Home AC/DC Caparezza, Museica: “E’ un disco piu’ vicino agli AC/DC che al rap”

Caparezza, Museica: “E’ un disco piu’ vicino agli AC/DC che al rap”

Il musicista presenta il nuovo album, fra suggestioni pittoriche, musei, e la richiesta di ascoltare Museica un paio di volte, per apprezzarlo…

pubblicato 16 Aprile 2014 aggiornato 16 Ottobre 2020 16:57

Museica, nel suo titolo, contiene in sè la musica, il concetto di museo, ed il numero sei, ad indicare il sesto disco di Caparezza.
Ogni brano di Museica trae ispirazione da un’opera d’arte: da Ligabue (Antonio) a Dalì, passando da Goya, Van Gogh e Duchamp. Ed è per questo che, con un guizzo di genio, la conferenza di presentazione del disco avviene in una galleria d’arte, il Museo Fondazione Luciana Matalon: all’ingresso viene fornita una audio-guida e ci si incammina nella galleria, dove sono esposte le copie di tutti i quadri che hanno ispirato le nuove canzoni – sono 19 in tutto, una collezione corposa, e ad ogni fermata l’audio-guida ci parla del brano e ce lo fa ascoltare. Un modo nuovo ed interessante per fruire la musica, e speriamo venga studiata una modalità di ascolto simile, per quando Museica arriverà nei negozi il 22 Aprile.
Tantissimi stili diversi scorrono davanti agli occhi e tanti approfondimenti nelle orecchie: dalla cover di un cartone animato giapponese (Ge ge ge no Kitaro) alla complicata e ridicola vicenda delle Teste di Modì, passando da Saturno Che Divora I Suoi Figli ad interpretare il brano “Figli D’Arte” e la banana di Andy Warhol per le Cover. Su tutto, con dimensioni enormi, il Quarto Stato di Giuseppe Pellizza Da Volpedo: ‘Troppo Politico’.

caparezza_museo_matalon

Alla fine della ‘visita guidata’, ci attende Caparezza in persona, pronto a rispondere ad ogni domanda.

Con tutta questa arte pittorica viene da chiedersi: hai mai sentito l’impulso di disegnare?

“L’ultima volta che ho disegnato avevo otto-nove anni, perchè da piccolo volevo fare il fumettaro, non è un mistero. Una volta abbandonato il disegno sono passato alla parola, e lì sono rimasto.”

Ma quindi la copertina dell’album chi l’ha disegnata?

“Per la copertina c’è stato tantissimo lavoro dietro: il pittore della copertina si è impegnato molto, ha parlato con me per due giorni di seguito, potete immaginare cosa abbia provocato tutto ciò sulla mia psiche! E quello che vedete è prodotto direttamente dalla mia psiche, però è un quadro reale, non è una elaborazione grafica: verrà esposto a breve nel suo atelier.”

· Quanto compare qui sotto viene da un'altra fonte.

PR #438, opened 2020-12-15
GCN TS

kspieks:
This PR furthers the goal of allowing ARC to automatically find TS and refine kinetic parameters in a high throughput fashion. It incorporates an updated version of the GCN published by Pattanaik et al. to quickly predict initial guesses for TS structures. These guesses will be further optimized at the level of theory provided by the user. Thanks to Lucky and Xiaorui for your collaboration :)

### DIFF
--- a/.travis.yml
+++ b/.travis.yml
@@ -45,9 +45,10 @@ jobs:
         - cd AutoTST
         - export PYTHONPATH=$PYTHONPATH:$(pwd)
         - cd ..
+        - cd ARC 
+        - make gcn-travis
         - conda install -y -c conda-forge codecov
         - conda list
-        - cd ARC
       script:
         - make test
         - codecov --token=f259713a-7f1d-4e9c-b140-bb3bb371d3ef
--- a/arc/job/ssh.py
+++ b/arc/job/ssh.py
@@ -275,11 +275,11 @@ class SSHClient(object):
         cmd = check_status_command[servers[self.server]['cluster_soft']] + ' -u $USER'
         stdout = self._send_command_to_server(cmd)[0]
         for i, status_line in enumerate(stdout):
-            if servers['local']['cluster_soft'].lower() == 'slurm' and i > 0:
+            if servers[self.server]['cluster_soft'].lower() == 'slurm' and i > 0:
                 running_jobs_ids.append(int(status_line.split()[0]))
-            elif servers['local']['cluster_soft'].lower() in ['oge', 'sge'] and i > 1:
+            elif servers[self.server]['cluster_soft'].lower() in ['oge', 'sge'] and i > 1:
                 running_jobs_ids.append(int(status_line.split()[0]))
-            elif servers['local']['cluster_soft'].lower() == 'pbs' and i > 4:
+            elif servers[self.server]['cluster_soft'].lower() == 'pbs' and i > 4:
                 running_jobs_ids.append(int(status_line.split('.')[0]))
         return running_jobs_ids
 
@@ -308,13 +308,13 @@ class SSHClient(object):
                 if 'Requested node configuration is not available' in line:
                     logger.warning(f'User may be requesting more resources than are available. Please check server '
                                    f'settings, such as cpus and memory, in ARC/arc/settings/settings.py')
-        elif servers['local']['cluster_soft'].lower() in ['oge', 'sge'] and 'submitted' in stdout[0].lower():
+        elif servers[self.server]['cluster_soft'].lower() in ['oge', 'sge'] and 'submitted' in stdout[0].lower():
             job_id = int(stdout[0].split()[2])
             job_status = 'running'
-        elif servers['local']['cluster_soft'].lower() == 'slurm' and 'submitted' in stdout[0].lower():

(La risposta è stata approfondita da Arianna Ascione su Artsblog, in cui si parla di Domenico Dell’Osso, creatore della copertina)

La nascita di Museica, invece, com’è avvenuta?

“Mi preme innanzi tutto dire che questo è un album. Adesso c’è l’ossessione per i singoli, ci si collega a iTunes e si scarica la canzone che si è sentita alla radio o che tira in giro. Questo è un album, che ha una sua ragione d’essere in quanto album, anche se i testi poi vivono di vita propria. Spero che venga ascoltato almeno due o tre volte, prima di esprimere un giudizio, perchè ci vuole qualche ascolto per lasciar sedimentare musica e testi.
Museica si muove fra due poli opposti: la violenza e l’arte. Secondo me la non-accettazione della realtà sfocia in una visione creativa della realtà stessa. Chi subisce una violenza, che può essere anche solo l’inquietudine del vivere, spesso cerca di rifugiarsi in una realtà parallela, e questa realtà viene di solito chiamata ‘arte’. Diventa un modo per vivere la vita come la vuoi tu, ed è per questo che io sono felice quando sono su un palco, quella è la mia isola felice. Sono ancora più felice quando sono in studio e compongo.”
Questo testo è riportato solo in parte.